# Absolute Min/Max

1. Oct 22, 2007

### BuBbLeS01

1. The problem statement, all variables and given/known data
Find the absolute max/min on [-1,3] for y = x^2 * e^-x

2. Relevant equations

3. The attempt at a solution
F'(y) = (2x)(e^-x) + (x^2)(e^-x)
= xe^-x(2 + x)
x = 0, -2 (Critical Points)
F(-2) = 29.56 MAX (CP)
F(-1) = 10.87
F(0) = 4
F(3) = 0.199 MIN (Right Endpoint)

Can someone please confirm if I am doing this correctly?

2. Oct 22, 2007

### Dick

The derivative of e^(-x) is -e^(-x), isn't it? Chain rule.

3. Oct 22, 2007

### BuBbLeS01

Ohhhh yeaaaa...thats right. But now how do I reduce it so I can get my critical points?

4. Oct 22, 2007

### BuBbLeS01

F'(y) = (2x)(e^-x) + (x^2)(-e^-x)
= xe^-x(-2 + x)
Critical Points = x = 0, 2

5. Oct 22, 2007

### Dick

Ok, so far. Continue.

6. Oct 23, 2007

### BuBbLeS01

F'(y) = (2x)(e^-x) + (x^2)(e^-x)
= xe^-x(2 + x)
x = 0, -2 (Critical Points)

Plug CP's and endpoints into original F(x):

F(-2) = 11.39 MAX (CP)
F(-1) = 3.72 (ENDPOINT)
F(0) = 1 MIN (CP)
F(3) = 9.05 (ENDPOINT)

7. Oct 23, 2007

### Dick

Why did -2 turn back into 2 again??

8. Oct 23, 2007

### BuBbLeS01

oops my mistake

9. Oct 23, 2007

### Dick

Not the x=-2 critical point, the 2 in your factorization. Why are you making so many mistakes??? The critical points as you said once upon a time are x=0 and x=2. And how can f(0) be 1?? Get a cup of coffee and a clean sheet of paper and start this all over again.
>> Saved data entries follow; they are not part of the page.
Issue #761, opened 2013-03-19
don't use Google Analytics


whit537:
Per @buchuki.

whit537:
Piwik PRO is $65/mo and afaict is reasonable wrt user privacy. From the [TOS](https://cloud.piwik.pro/tos/):

> 6.2.2 Piwik PRO may collect data on behalf of Customer while hosting Piwik Software on Piwik PRO servers; this data is fully owned by Customer and Piwik PRO does not make any use of such data and do not share it with third parties.

whit537:
Piwik trial started:

![screen shot 2015-03-12 at 5 43 46 pm](https://cloud.githubusercontent.com/assets/134455/6628867/62ebeccc-c8df-11e4-87b1-cfdc765940de.png)

whit537:
I believe that anyone with access to the shared folder on LastPass should be able to access https://gratipay.piwik.pro/. Can anyone confirm?

solarimix:
Folks should do further analysis of Google's Analytics platform re: privacy concerns and keeping your data secure from malicious "non state actors" like big corporations who care nothing about small entrepreneurs or small businesses or orgs.

AwStats, and Piwik are great alternatives.  hoping to see more adoption of GNU in new tech and more web statistics analysis

I'm also partial to StatCounter
http://statcounter.com/about/mission/

...both sitemeter and statcounter also provide free and paid web analytics tiers, not sure how usable that is for an app or a web app.

cheers!

webmaven:
@whit537, just tried to access, and it didn't work:

```
Error: Wrong Username and password combination.
```

whit537:
I'm unable to access Piwik as well. I can get into our Piwik Pro account management interface, but not the Piwik instance itself.

clone1018:
Maybe you have to make actual users for the piwik instance

whit537:
@clone1018 Yeah, I did make one but I lost the password. Reset now, with a second entry in LastPass. 

Try again with "Piwik (Analytics Dashboard)"?

webmaven:
Works now with the 2nd acct.

whit537:
@webmaven Yay! Do you know enough about Piwik to say that it's adequate for our needs? Or would you need to do some evaluation vis-a-vis Google Analytics first?

webmaven:
Would need to do some evaluation personally (and I can't give you a timeline for that right now), but by most accounts I've heard/read it should be adequate.

whit537:
[...]

PR #3299, opened 2015-03-30
Drop Google Analytics; #761

whit537:


www/about/policies/privacy.spt
```diff
@@ -93,16 +93,16 @@ the recipients of your gifts, so that particular gifts are anonymous. We do
 publicly share aggregated information about your giving and receiving. You may
 opt out of publicly sharing your aggregate giving and/or receiving.</p>
 
-<p>We also share your personal information with these third party vendors who
-work on our behalf:</p>
+<p>We may also share your personal information with these third party vendors
```
whit537: "May" because we're not actually sending data to Optimizely right now.

PR #3305, opened 2015-04-01
Fix an i18n bug

Changaco:
Currently `_("Member")` returns `('Membre', 'Membres')` (with the french locale), this PR works around that Babel defect by modifying our `get_text` function to return only the first string of the tuple.


whit537:
Worth [opening](https://github.com/mitsuhiko/babel/issues/new) a Babel ticket, if you haven't already?

PR #2015, opened 2024-11-19
Migration path Env Var.

Montmorency:
Adds an environment variable so user can run migration systemd service from any directory on FileSystem. Useful in certain production situations. Defaults to the previous value. Docs updated.

### DIFF
--- a/Guide/database-migrations.markdown
+++ b/Guide/database-migrations.markdown
@@ -73,6 +73,20 @@ migrate
 
 A good value for `MINIMUM_REVISION` is typically the unix timestamp of the time when the database was initially created.
 
+
+### IHP_MIGRATIONS_DIR
+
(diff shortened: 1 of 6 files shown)


mpscholten (approved):
Looks good to me 👍

mpscholten:
With this we can now simplify the migration service here https://github.com/digitallyinduced/ihp/blob/master/NixSupport/nixosModules/services/migrate.nix#L10 a little bit

Montmorency:
> With this we can now simplify the migration service here https://github.com/digitallyinduced/ihp/blob/master/NixSupport/nixosModules/services/migrate.nix#L10 a little bit

Yes that line confuses me 😄 . What can it be switched to now?

mpscholten:
simplified version is here https://github.com/digitallyinduced/ihp/pull/2016/files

Don't cut and paste from previous posts.

10. Oct 24, 2007

### BuBbLeS01

F'(y) = (2x)(e^-x) + (x^2)(-e^-x)
= e^-x(2x - x^2)
= xe^-x(2 - x)
x = 0, 2 (Critical Points)

I Plugged CP's and endpoints into original F(x):

F(2) = 0.54 (CP)
F(-1) = 2.72 MAX (ENDPOINT)
F(0) = 0 MIN (CP)
F(3) = 0.45 (ENDPOINT)

Max = -1
Min = 0

11. Oct 24, 2007

### HallsofIvy

Staff Emeritus
The maximum value is at x= -1. The maximum value itself is e, not "2.7". (No reason to do the extra work-of using a calculator- to get an approximation when you already have an exact value.) The minimum value is at x= 0 and the minimum value is 0.